Pingouin en salle blanche, c’est un sale boulot
écrit le 20/06/08 à 17:35:47 par Benoît Récens


Selon l’idée reçue, le travail en salle blanche serait plus propre, plus sain, et moins pénible que dans les ateliers de la « vieille industrie ». Bref, mieux vaudrait travailler sur la rive droite de l’Isère, côté soleil, chez ST Microélectronics, Soitec et autres Memscap, que sur la rive gauche, à l’ombre de Belledonne, dans la chimie, la métallurgie ou la papeterie. Bizarre confusion entre les exigences rigoureuses des produits de haute technologie et les conditions de ces productions qui n’ont rien de salubre, ni pour les ouvriers affublés du titre consolant « d’opérateurs », ni pour le voisinage victime de leurs rejets polluants1.
Si ces emplois de pingouins étaient si reluisants, on se demande pourquoi ST et ses congénères seraient constamment en train de recruter de nouveaux élus par annonces dans Le Petit Bulletin et dans Le Daubé. Mais l’importance du « turn over », surtout en période de chômage de masse, dénonce la noire réalité des salles « blanches ».
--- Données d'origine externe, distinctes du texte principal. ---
PR #3897, opened 2023-08-17
[PAY-1720] Implements PlainButton

schottra:
### Description
This adds a full implementation of the harmony PlainButton component, which was originally partially implemented as a variant of HarmonyButton.

* Moved non-styling functionality into a private `BaseButton` component.
* Updated HarmonyButton to layer its styling on top of the new base component
* Added `HarmonyPlainButton` component as a derived component implementing the new button type

### Dragons
Should be none

### How Has This Been Tested?
Locally verified in Storybook

N/A

### Feature Flags ###
N/A

### Screenshots

Default Variant
Kapture 2023-08-17 at 13 24 24

---

Subdued Variant
Kapture 2023-08-17 at 13 25 34

---

Inverted Variant
Kapture 2023-08-17 at 13 26 15

### DIFF
--- a/packages/stems/src/components/HarmonyButton/BaseButton.module.css
+++ b/packages/stems/src/components/HarmonyButton/BaseButton.module.css
@@ -1,0 +1,43 @@
+/* ===Base Styles=== */
+.button {
+  align-items: center;
+  box-sizing: border-box;
+  cursor: pointer;
+  display: inline-flex;
+  flex-shrink: 0;
+  justify-content: center;
+  overflow: hidden;
+  position: relative;
+  text-align: center;
+  user-select: none;
+  white-space: nowrap;
+}
+
+.button:focus {
+  outline: none !important;
+}
+
+/* Only add hover styles on devices which support it */
+@media (hover: hover) {
+  .button:not(.disabled):hover {
+    transition: all var(--hover);
+    transform: scale(1.04);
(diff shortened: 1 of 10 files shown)


audius-infra:
Preview this change https://demo.audius.co/pay-1720-plain-button

packages/stems/src/components/HarmonyButton/BaseButton.module.css
```diff
@@ -0,0 +1,43 @@
+/* ===Base Styles=== */
+.button {
```
dylanjeffers, line 2: absolutely LOVE the base-button approach

dylanjeffers (approved):
LOVE this refactor. So what im hearing is that PlainButton is too different to be a variant of HarmonyButton? Code-wise everything looks perfect

schottra:
> LOVE this refactor. So what im hearing is that PlainButton is too different to be a variant of HarmonyButton? Code-wise everything looks perfect

@dylanjeffers It could conceivably be done. But with the way the variants work for each, it would probably require 3 new variants of button, and then some messy style overrides for sizing. It made more sense to make it a separate button. It behaves just like a `Button` in terms of functionality and takes all the same base props. 

I would expect LinkButton to also follow this pattern, deriving from BaseButton and implementing its style variants separately.

PR #3901, opened 2023-08-18
[C-2970] Add Link, Improve Text

dylanjeffers:
### Description

Adds generic Link component which will be used across the app to improve seo
Improves Text component 
- Adds `as` prop to customize underlying rendered element.
- Updates color prop to use the same color config as Icon and HarmonyButton

### DIFF
--- a/packages/stems/src/styles/colors.ts
+++ b/packages/stems/src/styles/colors.ts
@@ -38,3 +38,4 @@ export type ColorValue =
   | 'accentPurple'
   | 'accentBlue'
   | 'specialLightGreen'
+  | 'darkmodeStaticWhite'
--- a/packages/web/src/components/typography/Text.tsx
+++ b/packages/web/src/components/typography/Text.tsx
@@ -1,40 +1,49 @@
-import { CSSProperties, ElementType, ReactNode } from 'react'
+import { ComponentProps, ElementType, ReactNode } from 'react'
 
+import {
+  ColorValue,
+  CSSCustomProperties,
+  toCSSVariableName
+} from '@audius/stems'
 import cn from 'classnames'
 import { camelCase } from 'lodash'
-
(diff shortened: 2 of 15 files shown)


audius-infra:
Preview this change https://demo.audius.co/dj-c-2970-add-link

packages/stems/src/styles/colors.ts
```diff
@@ -38,3 +38,4 @@ export type ColorValue =
   | 'accentPurple'
   | 'accentBlue'
   | 'specialLightGreen'
+  | 'darkmodeStaticWhite'
```
raymondjacobson, line 41: staticWhite was supposed to be the same in light/dark, should it be in here?

raymondjacobson (approved):

packages/stems/src/styles/colors.ts
dylanjeffers: staticWhite should also be in here eventually, this add was for compatibility with the new banner color add

packages/web/src/components/typography/Text.tsx
```diff
@@ -1,40 +1,49 @@
...
 
-  const Tag: ElementType = variantTagMap[variant][size] ?? 'p'
+  const Tag: ElementType = as ?? variantTagMap[variant][size] ?? 'p'
 
-  const themeColors = getCurrentThemeColors()
-  const textColor = themeColors[color] ?? themeColors['--neutral']
-  const styleObject: CSSProperties = {
-    color: textColor
+  const styleObject: CSSCustomProperties = {
+    '--text-color': `var(${toCSSVariableName(color)})`
```
Kyle-Shanks, line 46: we should probably fall back to inherit here in case a color is not passed

Kyle-Shanks (approved):
Nice

PR #3902, opened 2023-08-18
[C-2971] Add Avatar

dylanjeffers:
### Description

Adds basic Avatar component, which will be used to improve seo by properly wrapping user images in an anchor tag with proper accessibility

Also adds improved useUserProfilePicture hook which only needs user_id. kinda lame name but eventually we can migrate to this

### DIFF
--- a/packages/web/src/components/avatar/Avatar.tsx
+++ b/packages/web/src/components/avatar/Avatar.tsx
@@ -8,7 +8,7 @@ import {
 import { Link } from 'react-router-dom'
 
 import DynamicImage from 'components/dynamic-image/DynamicImage'
-import { useUserProfilePicture2 } from 'hooks/useUserProfilePicture'
+import { useProfilePicture } from 'hooks/useUserProfilePicture'
 import { useSelector } from 'utils/reducer'
 import { SIGN_IN_PAGE, profilePage } from 'utils/route'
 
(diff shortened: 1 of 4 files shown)


audius-infra:
Preview this change https://demo.audius.co/dj-avatar

packages/web/src/components/avatar/Avatar.tsx
```diff
@@ -0,0 +1,65 @@
...
+import { SIGN_IN_PAGE, profilePage } from 'utils/route'
+
+import styles from './Avatar.module.css'
+
+const { getAccountUser } = accountSelectors
+
+const { getUser } = cacheUsersSelectors
+
+const messages = {
+  goTo: 'Go to',
```
raymondjacobson, line 22: is `go to` std verbiage?

packages/web/src/hooks/useUserProfilePicture.ts
```diff
@@ -28,6 +32,27 @@ export const useUserProfilePicture = (
   })
 }
 
+export const useUserProfilePicture2 = (
```
raymondjacobson, line 35: maybe a more descriptive name or a comment suggesting the different args

raymondjacobson (approved):

packages/web/src/components/avatar/Avatar.tsx
dylanjeffers: From chat gpt perspective yeah, but can dig into whether there is better verbiage

packages/web/src/hooks/useUserProfilePicture.ts
dylanjeffers: > maybe a more descriptive name or a comment suggesting the different args

Yeah agreed, may also deprecate the old one

PR #3904, opened 2023-08-18
[PAY-1628] Navigate to track after purchase

schottra:
### Description
This adds logic to detect a completed purchase in the modal and navigate to the track (if not already on the page) behind the modal.

Some other cleanup:
* Added logic to close the LockedContentModal when opening the purchase modal. This is to prevent it hanging around behind the purchase modal and being visible after the purchase is complete
* Removed the page structure in the purchase modal. We don't need a loading page and it had the effect of flashing on the screen briefly before we show the actual content

### Dragons
N/A

### How Has This Been Tested?
Verified locally on Chrome

Will test as part of overall feature validation

### Feature Flags ###
Behind usdc purchase feature flag

### Screenshots

https://github.com/AudiusProject/audius-client/assets/1815175/e5f8948f-ec3e-491f-8255-cb457784cae2

### DIFF
--- a/packages/web/src/components/premium-content-purchase-modal/components/PurchaseDetailsPage.tsx
+++ b/packages/web/src/components/premium-content-purchase-modal/components/PurchaseDetailsPage.tsx
@@ -1,4 +1,4 @@
-import { useCallback } from 'react'
+import { useCallback, useEffect } from 'react'
 
 import {
   BNUSDC,
@@ -21,6 +21,7 @@ import {
   IconCheck,
   IconError
 } from '@audius/stems'
+import { push as pushRoute } from 'connected-react-router'
 import { useDispatch, useSelector } from 'react-redux'
 
 import { Icon } from 'components/Icon'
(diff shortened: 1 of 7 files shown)


audius-infra:
Preview this change https://demo.audius.co/pay-1628-navigate-to-track

packages/web/src/components/premium-content-purchase-modal/components/PurchaseDetailsPage.tsx
```diff
@@ -85,6 +98,8 @@ export const PurchaseDetailsPage = ({
     )
   }, [isUnlocking, dispatch, track.track_id])
 
+  useNavigateOnSuccess(track, stage)
```
rickyrombo, line 101: super nit picky and no need to change, but I'm curious why you decided to split the hook out rather than using `useEffect` inline?

rickyrombo (approved):

dharit-tan (approved):

packages/web/src/components/premium-content-purchase-modal/components/PurchaseDetailsPage.tsx
schottra: I think I have an undocumented preference for components to not have _too much_ hook logic at the top and this seemed like a nice way to clearly indicate what the hook is doing and keep the component itself simple.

« Emploi : de la merde noire à la salle blanche. » (sic)
Tel est le titre d’un article du Daubé paru le 17 juin 2008 sur Grenews.com, son site à destination de la jeunesse. Il présente la « plateforme microtechnologie et électronique » du Greta de Grenoble, dispositif de formation aux travaux en salle blanche. Financé par les Assedic des Alpes, le Conseil Régional et les boîtes partenaires (ST, Soitec, Sofradir, Thalès, Trixell…), il permet à ces dernières de combler leur besoins de main d’œuvre à moindre coût.
Pour Agnès Gosa, auteur de l’article, tout le monde est content : « Heureux, se dit Sofradir de récupérer des gens bien formés, capables d’évoluer rapidement. Heureux, se déclarent les stagiaires qui ont retrouvé pour beaucoup l’estime d’eux-mêmes et un salaire après 5 mois de formation. Heureux, les pouvoirs publics qui ne dépensent pas en vain l’argent du contribuable et/ou du cotisant. »
Passons sur l’argent du contribuable qui n’en finit pas d’être dépensé pour la microélectronique, 500 à 600 millions d’euros d’argent public étant prévus pour le lancement du projet « Crolles 3 - Nano 2012 », nouvelle alliance entre ST, IBM et le CEA-Grenoble.
Dans ses rêves sans doute, Agnès « scrap » Gosa ne s’imagine pas dans la peau d’une simple pisse-copie du Daubé. Elle choisit ses sujets, elle enquête, on ne la censure pas. Dans la réalité, l’article qu‘elle commet relève du publi-reportage au service de gros annonceurs du Daubé. A-t-elle pris la peine de rencontrer ces « heureux » employés des salles blanches ?
En voici toujours un, qui autour d’une bière m’a confié ce qu’on ne lit jamais dans les colonnes du Daubé. Philippe a travaillé à ST en tant qu’ « opérateur en salle blanche » sur le site de Crolles 1. Comme beaucoup d’autres étudiants grenoblois, il a été embauché l’été pendant 3 mois en CDD, deux années de suite.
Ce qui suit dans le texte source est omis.